La música árabe utiliza una escala de veinticuatro tonos para construir sus melodías. El diccionario Alemán, Wharig, cuenta con 260 mil palabras. Sin embargo, nosotros en el hemisferio oeste, hacemos música con sólo 12 notas y según el diccionario de la Real Academia Española, contamos con sólo 93,111 palabras en español para expresar lo que sentimos. A veces me pregunto cómo no se han acabado las canciones. ¿Cómo se siguen creando nuevas melodías y nuevas historias? Me gusta creer en la siguiente fórmula: la creatividad + doce notas + 93,111 palabras = posibilidades infinitas.
Hacer canciones es como armar un rompecabezas; tienes muchas piezas a la mano, pero para hacer algo hermoso, tienes que elegir la nota correcta, con la sílaba correcta, que encaje con la pieza anterior y con la que le sigue. A eso añádele una temática original, una manera genial de decir las cosas, un sentimiento sincero y un ritmo pegajoso. ¡Liso, tienes una canción! Ojalá fuese tan fácil hacerlo como decirlo.
Comencé a componer de niña, en mi cuarto en Mayagüez, dedicándoles versos a los chicos del colegio que me gustaban, pero que no me prestaban atención. Escribía en libretas que llevaba conmigo a todas partes, pero que mantenía escondidas, para que mi hermana y mis primos no las leyeran. Ahora cuando leo esas canciones, me sorprende la intensidad, el amor y el dolor con que escribía a los 12 años. Mis canciones secretas, con el tiempo, comenzaron a salir a la luz. Me atreví a mostrarle mi música a mis amigos, a mi novio y a mis maestros, y después de varios años hasta a cantarlas en público. Recuerdo la primera vez que canté mis canciones en un bar en Miami. Estaba muerta del miedo, preguntándome: “¿Y si no les gusta lo que hago? ¿Y si nadie me aplaude?” Resulta que sí me aplaudieron y esa noche comencé a perderle el miedo a sincerarme con mi público.

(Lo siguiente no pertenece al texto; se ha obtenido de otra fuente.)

Issue #2903, opened 2021-11-17
GC: Avoid pushing large array fields when marking arrays


osa1:
Currently in mark-compact GC (soon again the default collector), when marking an array, we push all elements of the array to the mark stack.

For large arrays this can be problematic as mark stack can grow quite large.

Instead, if we push something like `(array offset, array end)` to the mark stack, the unmarked range of the array will be represented as one entry in the mark stack.

The main question is how to represent this pair `(array offset, array end)` without making every other entry in the mark stack one word larger.

Note that when pushing a `(array offset, array end)` pair for an array for the first time, we should mark every element in the range (similar to how we mark objects when pushing to the mark stack). This is to avoid pushing these objects to the mark stack in the case where every object in the array is also referenced by other objects in the heap. In that case if we push `(array offset, array end)` without marking the elements in the range, it is possible that we will visit other objects that refer to the objects referenced by the array and end up pushing all of them to the stack, basically ending up with where we started.

matthewhammer:
The proposal makes sense, even without me fully appreciating the implementation (yet).

I'm curious about what we can say about the best case behavior for this proposal?   Mainly, I want to confirm that I see the benefit clearly.

Suppose that the heap is mostly a huge array-based hash table, and there is no cycle from which we can travel through the array more than once (entering initially from some root pointer, for instance).  Suppose there are `N` entries in the table.

In that case, for a system with `N` records, we avoid pushing `O(N)` on the mark stack, but will "eagerly" visit each of those locations rather than use the mark stack to remember to visit them (the current behavior, IIUC).

So, if the mark stack is supposed to be something like at most `O(log N)`, then this improvement works, by letting us operate within that bound, and avoid growing it, and potentially running out of resources.

But this leads me to wonder what is the most pathological data structure for the new mark stack.  Suppose that I fill memory with a graph of small records, and no arrays?  That's outside of the scope of this issue, but is there another one that tracks it?

osa1:
> In that case, for a system with N records, we avoid pushing O(N) on the mark stack, but will "eagerly" visit each of those locations rather than use the mark stack to remember to visit them (the current behavior, IIUC).

[...]

PR #3231, opened 2022-05-11
feat: introduce array-slice processing for compacting GC

ggreif:
This PR introduces a modified marking (and visiting) technique for array fields, where `Array`s are GC-ed by considering their suffixes as slices, pushing these on the mark stack as bulk collections, and treating the fields in the prefix as individual objects being pushed onto the mark stack.

Following key changes are made:
- when visiting an `Array` in the dynamic heap we consult a new callback that can opt-out of the individual processing of some suffix of the array (by returning an index smaller than the array length)
- fields before this index will be processed as before by the first callback
- for the suffix the new callback is in charge to perform the bulk action
- in case of array marking, the new callback checks if the current slice is longer than some cutoff, and if so, it will push the array and the start of the suffix to the mark stack. (We abuse the tag entries as the start index for the suffix slice, so the cutoff must be numerically bigger than the biggest heap tag; this invariant is enforced)
- when pulling entries `(obj, tag)` from the mark stack a `tag >= TAG_ARRAY_SLICE_LOW_LIMIT` indicates that we have to deal with a suffix slice of an `Array`. The visitor will then again check the slice's length and do the subdivision again, as necessary.

This way of treating suffix-slices as pseudo-heapobjects originates from the suggestion of @ulan in a SGM (2022-05-30). It sidesteps the issue with layering violations, and restricts the handling of pseudo-tags to a very restricted portion of the collector source code, viz. the pushing of the range, and the visitor's case analysis on the tag, which now needs to  know about the suffix slices. Fortunately the visitor already accepts the heap tag as an argument (and doesn't extract it from the object; which would be unreliable due to threading), so the appearance of pseudo-tags is not a big deal.

The cutoff is currently chosen as 127, so for any `Array` at most 128 new entries are being placed on the mark stack.

The charm of this solution is that the same code is doing the marking pushing/popping and visiting as before, only that now it happens in an interleaved manner. The mark is already present on the array, so no reëntrancy can't occur, and eventually all its fields get processed.

-----

Below is an account of how field-by-field marking, pushing and visiting was done formerly (still in use for prefix portion of arrays), and an aborted attempt to a scheme as suggested by @osa1. I leave it for reference.

----------
See #2903. This reduces the marking stack traffic for GC-ed arrays substantially. Not applicable to copying GC!

## Status quo

Here is what happens to an array object's (single) field while `mark_fields`:
 - considered only when it is a skewed pointer and points into the dynamic heap (otherwise it is a _static object_ or a _magic_, no need to GC)
 - visitor callback is invoked:
   - `mark_object` will place a bit and push to the mark stack when not marked yet
     (when being pushed onto the mark stack the (unskewed) pointer and the heap tag are remembered)
   - the field address gets `thread()`-ed when the contained object is physically located at a less or equal address than the array itself
     (threading will put the field address into the object tag saving the tag into the word where the field address points to; the old object pointer is overwritten, but may live on in the mark stack)

## How bulk marking could work (ABANDONED)

When discovering a sequence of value fields that are laid out successively in memory and a count field in front, we can do a bunch of nice shortcuts. Below items sketch the how this could work. Invariant: there must be a tag field immediately before the length field.

- the bulk visitor callback gets called with a pointer to the length field
- it decides that it is worth doing a ranged marking and divides the bulk into a (small) prefix and a non-empty suffix `(pointer_to_length, start_index)`
- set all marks corresponding to (dynamic heap) objects in the suffix to avoid re-visiting (see [open issue](#Revisit-avoidance-is-more-complicated))
- push `(pointer_to_length, start_index)` onto the mark stack, using low bits in the pointer to differentiate from `(obj, tag)` pairs
- bulk visitor callback returns the prefix length, the fields in this area will be visited individually

When it comes to popping the mark stack and there is a field range on its top we want to be as transparent as possible, but also have to perform steps that had to be skipped (relative to the proceeding on individual fields)

 - identify that the ToS is a range `(pointer_to_length, start_index)`
 - obtain a pointer to the field indexed by `start_index`
 - increment `start_index` (still remains on the stack)
 - if  `start_index` is equal to the length, pop the entry
 - check that the field is a GC-able pointer
 - if so, extract the object and the heap tag corresponding to the field
 - otherwise pop again and return that
 - apply the threading to the field address (use the invariant to get the home object and apply the threading criterion)
 - return the object and the heap tag

## Open issues

There are some ugly wrinkles in this design, that need to be addressed somehow.

### Revisit avoidance is more complicated

An object is either unmarked, in the mark stack or is being (has been) visited. When pushing entire ranges, we cannot process individual objects and as such marking and threading may happen in unexpected ways.

#### Saving the marked bit

When eagerly marking the whole range of fields, we must not drop the info whether the individual mark is already set. This is because a mark means that either an object is in the mark stack or being/have-been visited. We have two possibilities:
- mark range eagerly on push, but remember previous marks (e.g. in the unused bit of the `Value` in the fields), or
- instead mark lazily on popping an object from the range, performing the threading anyway, but never returning already marked objects.

The latter option is in conflict with what #2903 suggests, and could potentially invalidate the idea of pushing ranges at all.

#### Intervening `thread()` call after range marking

After a range has been pushed and all dynamic objects marked, an individual field with an object also referenced by the range might become threaded. In this case the tag field of that object gets overwritten, but can be distinguished from regular tags. Such objects got individually pushed and already popped from the stack, and thus have been visited. So the field in the range must be threaded, but the pointed object must be skipped (not visited again).

### Layering violation

The fact that the `pop_mark_stack` needs to know about object layout and then how to do the threading is disgusting.
Maybe there should be a callback parameter that is invoked then a non-pointer (i.e. range) entry is encountered in ToS position.

### `pointer_to_dynamic_heap` needs the heap base

If `pop_mark_stack` is to check pointers for pointing into the dynamic heap, it needs to receive the heap base, but it currently doesn't. It is open if the caller has this piece of information. (It has, what a relief!)

### Special format of `usize` passed to `push_mark_stack` and `push_range_mark_stack`

Distinguishing by the lowest bit is hacky.

## Further improvement opportunities

I spotted below optimisation tricks while reading the code.

 - `pointer_to_dynamic_heap` unskews a lot, why not compare with a `heap_base` that is 1 less?
 - `mark_object` doesn't need to get the previous mark (`bool`), but compare the (64-bit) word the mark is in whether it changed
 - `mark_object` unskews. Would it be possible to do `set_bit` using the `raw_ptr`?
 - `field_value.get_ptr() <= obj` could be `field_value.raw_ptr() + 1 <= obj` and further `field_value.raw_ptr() < obj` saving us an addition
 - can the double storing of the heap tag (by `thread` and `push_mark_stack`) be consolidated?
   (we have 2 cases for whether `thread` happens and 2 cases whether the `push_mark_stack` happens)
 - can the dynamic heap pointer check be reduced to a shift and a comparison with `BITMAP_FORBIDDEN_PTR` (at least while marking, as it is not available in copying GC)?


crusso:
This sounds great. Go for it. I would leave the optimisations for a separate PR.

crusso:
> * set all marks corresponding to (dynamic heap) objects in the suffix to avoid re-visiting.
This smells quadratic to me - if you are doing it on every iteration over the same array - is it really necessary or am I misunderstanding?

The special object placed on the stack is essentially a defunctionalized continuation, i think, recording where to continue when popped. I don't see the case for the "continuing" bit. When you try to pop and there is more work to do for the same array, won't you need to push the next chunk of objects?

crusso:
For the actual mark stack entries, can we push two words for an array continuation, using a bit in the topmost entry to distinguish from skewed pointer and one skewed pointer for all other entries.

crusso:
@ggreif, @ulan mentioned that this optimization is actually fairly standard. If you get stuck, perhaps he can point you to something in the literature on this. I guess integrating this with the optimized two pass threading might be an additional challenge.

ggreif:
I am chipping away the failures, and currently have
```
Some tests failed:
stable-exp.mo stable-mem-grow.mo stable-size-overflow.mo stable-size-overflow.mo
```

rts/motoko-rts-tests/src/mark_stack.rs
```diff
@@ -57,12 +57,12 @@ fn test_<M: Memory>(mem: &mut M, n_objs: u32) -> TestCaseResult {
         alloc_mark_stack(mem);
 
         for obj in &objs {
-            push_mark_stack(mem, *obj as usize, TAGS[(*obj as usize) % TAGS.len()]);
+            push_mark_stack(mem, *obj as usize * 2, TAGS[(*obj as usize) % TAGS.len()]);
```
ggreif, line 60: this is not needed any more, probably

rts/motoko-rts/src/gc/mark_compact.rs
```diff
@@ -218,17 +242,24 @@ unsafe fn update_refs<SetHp: Fn(u32)>(set_hp: SetHp, heap_base: u32) {
...
+                thread(field_addr)
+            }
+        },
+        |_, _, arr| arr.len(),
+    );
 }
 
 /// Thread a pointer field
-unsafe fn thread(field: *mut Value) {
+pub(crate) unsafe fn thread(field: *mut Value) {
```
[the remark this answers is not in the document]
ggreif: Nope!

ggreif:
@ulan I have redone the concept, spurred by your suggestions in Monday's SGM. PTAL!

rts/motoko-rts/src/visitor.rs
```diff
@@ -3,13 +3,16 @@ use crate::types::*;
...
 /// callback
-pub unsafe fn visit_pointer_fields<F>(
+pub unsafe fn visit_pointer_fields<C, F, G>(
+    ctx: &mut C,
     obj: *mut Obj,
     tag: Tag,
     heap_base: usize,
-    mut visit_ptr_field: F,
+    visit_ptr_field: F,
+    visit_field_range: G,
```
ulan, line 12: Could you please describe the contract of the new callback in the comments?

rts/motoko-rts/src/visitor.rs
```diff
@@ -18,18 +21,25 @@ pub unsafe fn visit_pointer_fields<F>(
...
                 let field_addr = obj_payload.add(i as usize);
                 if pointer_to_dynamic_heap(field_addr, heap_base) {
-                    visit_ptr_field(obj_payload.add(i as usize));
+                    visit_ptr_field(ctx, obj_payload.add(i as usize));
                 }
             }
         }
 
-        TAG_ARRAY => {
+        TAG_ARRAY | TAG_ARRAY_SLICE_LOW_LIMIT.. => {
```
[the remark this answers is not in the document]
ggreif: If we add a new tag, we can also increase `TAG_ARRAY_SLICE_LOW_LIMIT`. I don't think this is a big issue.

rts/motoko-rts/src/visitor.rs
ggreif: See d10949a956c08f3bf11d5e0eb383ac80c48ce278.

rts/motoko-rts/src/types.rs
```diff
@@ -351,6 +351,9 @@ pub const TAG_CONCAT: Tag = 25;
 pub const TAG_NULL: Tag = 27;
 pub const TAG_ONE_WORD_FILLER: Tag = 29;
 pub const TAG_FREE_SPACE: Tag = 31;
+// special value to visit only a range
```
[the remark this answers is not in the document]
ggreif: See c9b2839f42cfed28520f6ceb644e8619d85130c1.

rts/motoko-rts/src/visitor.rs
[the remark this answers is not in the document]
ggreif: See c9b2839f42cfed28520f6ceb644e8619d85130c1.

crusso:
Looks very nice from a distance. Not sure I can review carefully enough tonight, but hopefully tomorrow.

rts/motoko-rts/src/gc/mark_compact.rs
```diff
@@ -220,11 +238,18 @@ unsafe fn update_refs<SetHp: Fn(u32)>(set_hp: SetHp, heap_base: u32) {
 
 /// Thread forward pointers in object
 unsafe fn thread_fwd_pointers(obj: *mut Obj, heap_base: u32) {
-    visit_pointer_fields(obj, obj.tag(), heap_base as usize, |field_addr| {
-        if (*field_addr).get_ptr() > obj as usize {
-            thread(field_addr)
-        }
-    });
+    visit_pointer_fields(
+        &mut (),
```
crusso, line 242: What does this do? Is that a dummy pointer?

ggreif: Yes. The receiving side wants a `*mut`, so we give it one.

rts/motoko-rts/src/gc/mark_compact.rs
```diff
@@ -158,15 +158,33 @@ unsafe fn mark_stack<M: Memory>(mem: &mut M, heap_base: u32) {
...
-        let field_value = *field_addr;
-        mark_object(mem, field_value);
-
-        // Thread if backwards or self pointer
-        if field_value.get_ptr() <= obj as usize {
-            thread(field_addr);
-        }
-    });
+    visit_pointer_fields(
+        mem,
```
crusso, line 162: Is the mem argument still required? Looks like the old code manage to capture mem in the first callback without it.

rts/motoko-rts/src/types.rs
```diff
@@ -352,6 +352,14 @@ pub const TAG_NULL: Tag = 27;
 pub const TAG_ONE_WORD_FILLER: Tag = 29;
 pub const TAG_FREE_SPACE: Tag = 31;
 
+// Special value to visit only a range of array fields.
+// This and all values above it are reserved and mean
+// a slice of an array object (i.e. start index) for
+// purposes of `visit_pointer_fields`.
+// Invariant: the value of this (pseudo-)tag must be
+//            higher than all other tags defined above
+pub const TAG_ARRAY_SLICE_LOW_LIMIT: Tag = 32;
```
crusso, line 361:
```suggestion
pub const TAG_ARRAY_SLICE_MIN: Tag = 32;
```

rts/motoko-rts/src/visitor.rs
```diff
@@ -3,13 +3,33 @@ use crate::types::*;
 
 /// A visitor that passes field addresses of fields with pointers to dynamic heap to the given
 /// callback
-pub unsafe fn visit_pointer_fields<F>(
+///
+/// Arguments:
+///
+/// * `ctx`: any context passed to the `visit_*` callbacks
```
crusso, line 9: Drop `ctx`?

rts/motoko-rts/src/visitor.rs
```diff
@@ -3,13 +3,33 @@ use crate::types::*;
...
+///   Arguments:
+///   * `&mut C`: passed context
+///   * `u32`: start index of array suffix slice being visited
+///   * `*mut Array`: home object of the slice (its heap tag may be invalid)
+///   Returns:
+///   * `u32`: start of the suffix slice of fields not to be passed to `visit_ptr_field`;
+///            it is the callback's responsibility to deal with the spanned slice
+
+pub unsafe fn visit_pointer_fields<C, F, G>(
+    ctx: &mut C,
```
crusso, line 24: Drop `ctx`?

rts/motoko-rts/src/gc/mark_compact.rs
```diff
@@ -158,15 +158,33 @@ unsafe fn mark_stack<M: Memory>(mem: &mut M, heap_base: u32) {
...
+            let field_value = *field_addr;
+            mark_object(mem, field_value);
+
+            // Thread if backwards or self pointer
+            if field_value.get_ptr() <= obj as usize {
+                thread(field_addr);
+            }
+        },
+        |mem, slice_start, arr| {
+            const SLICE_INCREMENT: u32 = 127;
```
crusso, line 176: Move this magic constant to more prominent top of file?

rts/motoko-rts/src/gc/mark_compact.rs
```diff
@@ -158,15 +158,33 @@ unsafe fn mark_stack<M: Memory>(mem: &mut M, heap_base: u32) {
...
+            debug_assert!(SLICE_INCREMENT >= TAG_ARRAY_SLICE_LOW_LIMIT);
```
crusso, line 177: Could that be a static assert at top of file?

crusso (approved):
Would be nice if there was some way to test this. Any thoughts?

ggreif:
> Would be nice if there was some way to test this. Any thoughts?

The random heap tests in `rts/motoko-rts-tests` is testing this, I planted asserts into the new code and it always hit.

rts/motoko-rts/src/gc/mark_compact.rs
ggreif: I could be, but we currently don't have static asserts in the RTS. I don't think it is super urgent.

rts/motoko-rts/src/gc/mark_compact.rs
ggreif: I tried to beat the borrow check, but it was relentless on me. Only a unified callback would do the trick, and that has other problems.

rts/motoko-rts/src/gc/mark_compact.rs
ggreif: Nobody else needs to know, I prefer it to live in a narrow scope.

rts/motoko-rts/src/types.rs
ggreif: 9970b8a70.

rts/motoko-rts/src/gc/mark_compact.rs
ggreif: This happens when I close over `mem` from two callbacks: 4db6013188985c37ba8546ef7970e01af9e4bc83.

He escrito cientos de canciones en mi vida y he trabajado con muchísimos compositores, y les puedo asegurar que todos tenemos nuestras propias técnicas para escribir y para inspirarnos. Hay quienes empiezan la canción por el título o por el coro. Hay quienes hacen la melodía completa y luego le van poniendo letra, mientras otros escriben toda la letra, como un poema, y luego le ponen música. Conozco artistas con horarios fijos para componer y otros que se sientan a escribir cuando les llegue la inspiración, ya sea a las tres de la tarde o a las tres de la madrugada. Yo escribo con la guitarra o el piano, pero hay muchos a quienes les gusta componer sobre una pista ya armada con un “beat” sabroso. Es imposible decir qué funciona y qué no, porque cada canción, cada cabeza, cada mano y cada pluma son diferentes.
Después de mucha prueba y error, de escribir más canciones malas que buenas y de tratar de hacer música pensando en “lo que suena en la radio”, he descubierto que a mí lo que me funciona es ser sincera. Escribimos mejor cuando somos nosotros mismos y hablamos de lo que sabemos, de lo que vivimos y de lo que sentimos. Para mí, escribir canciones es una necesidad y voy desatando nudos en mi garganta con cada frase y con cada melodía. Como dice Alejandro Sanz en “Amiga Mía”: “No es que sea mi trabajo, es que es mi idioma”. Estoy obsesionada con contar mis historias y con la posibilidad de que te sientas identificado con lo que estoy cantando. Esa es la magia de la canción: que con 12 notas y 93,111 palabras, podemos crear un universo paralelo en el que, sin conocernos, estamos conectados.